Step 2 — Next.js API: Parse Excel into JSON
The API fetches the media binary, parses it with xlsx
, and maps it to clean JSON. Features include:
- Column mapping dictionary (
Page Title
→ Title
)
- Validation (required fields)
- Duplicate detection (ExternalId or Title)
- Dry-run mode
- Sheet selection (
?sheet=LandingPages
)
import * as XLSX from "xlsx";
const COLUMN_MAP = {
"title": "Title",
"page title": "Title",
"summary": "Summary",
"body": "Body",
"content": "Body",
"category": "Category",
"external id": "ExternalId",
"id": "ExternalId"
};
// Normalize + validate rows
type MappedRow = { Title: string; Summary?: string; Body?: string; Category?: string; ExternalId?: string };
function mapRow(raw: Record<string, unknown>): MappedRow {
const mapped: Partial<MappedRow> = {};
for (const [k, v] of Object.entries(raw)) {
const key = String(k).toLowerCase().trim();
const field = COLUMN_MAP[key];
if (!field) continue;
mapped[field] = String(v ?? "");
}
mapped.Title = (mapped.Title ?? "Untitled").trim();
mapped.Category = mapped.Category ?? "General";
return mapped as MappedRow;
}
export async function GET(req: Request) {
const url = new URL(req.url);
const mediaId = url.searchParams.get("mediaId");
const dryRun = url.searchParams.get("dryRun") === "true";
// 1. Resolve Media URL via GraphQL (omitted here for brevity)
// 2. Fetch binary
// 3. Parse workbook
const wb = XLSX.read(/* arrayBuffer */, { type: "array" });
const ws = wb.Sheets[wb.SheetNames[0]];
const raw = XLSX.utils.sheet_to_json(ws, { defval: "" });
const mapped = raw.map(mapRow);
return Response.json({
dryRun,
count: mapped.length,
data: mapped
});
}
Step 3 — PowerShell Importer
The PowerShell script calls the API, validates rows, and upserts into Sitecore. It respects dry-run mode and reports created, updated, skipped, failed.
param(
[string]$MediaId = "media:/sitecore/media library/Your/Path/content.xlsx",
[string]$ApiBase = "https://yourapp.com/api/import/parse-excel",
[switch]$DryRun
)
$endpoint = "$ApiBase?mediaId=$([uri]::EscapeDataString($MediaId))" + ($(if ($DryRun) { "&dryRun=true" } else { "" }))
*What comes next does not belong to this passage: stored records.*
Issue #528, opened 2024-12-18
`storage.get(key, { type })`


pi0:
### Describe the feature

Currently, unstorage has two ways to access items:

- `getItem(key)`: Returns a json parsed value if parsable or fallback to text
- `getItemRaw(key): Returns raw storage value (Typically arrayBuffer but unpredictable)

This is an unpredictable behavior and also introduced two sets of methods. 

We could support `storage.get(key, { type: "text" | "json" | "bytes" | "stream" })` API to unify this and also make behavior more predictable.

$response = Invoke-RestMethod -Uri $endpoint -Method Get
$parentPath = "master:/sitecore/content/YourSite/Migrated"
$templateId = "{TEMPLATE-GUID-HERE}"
foreach ($row in $response.data) {
$title = $row.Title
$name = [Sitecore.Data.Items.ItemUtil]::ProposeValidItemName($title)
# Resolve existing by ExternalId or Title
$item = $null
if ($row.ExternalId) { $item = Get-Item "$parentPath/*" | Where-Object { $_["ExternalId"] -eq $row.ExternalId } | Select-Object -First 1 }
if (-not $item) { $item = Get-Item "$parentPath/*" | Where-Object { $_["Title"] -eq $title } | Select-Object -First 1 }
if (-not $item) {
$item = New-Item -Path $parentPath -Name $name -ItemType $templateId
}
$item.Editing.BeginEdit()
try {
$item["Title"] = $row.Title
$item["Summary"] = $row.Summary
$item["Body"] = $row.Body
$item["Category"] = $row.Category
$item["ExternalId"] = $row.ExternalId
} finally {
$item.Editing.EndEdit()
}
}
Hardening & Enhancements
- Dry-run mode → editors see validation errors without creating items.
- Row-level error reporting → API returns
{ rowNumber, messages }
for invalid rows.
- Duplicate detection → prevents double imports by checking
ExternalId
/Title
.
- Observability → counts, logs, and metrics pushed to dashboards.
- Security → protect API with signed tokens or IP allowlisting.
Why This Works
✅ Editors stay in their comfort zone (Excel in Media Library).
✅ Developers get a stable JSON contract.
✅ PowerShell focuses on item creation, not messy parsing.
✅ Re-runs are safe thanks to upserts + duplicate detection.
This isn’t just about moving content—it’s about building a reliable migration engine that’s reusable for future projects.
Final Thought
When migrations are API-driven, versioned, and validated at the edge, you get repeatability, safety, and speed. That’s exactly what this Next.js + PowerShell pipeline delivered.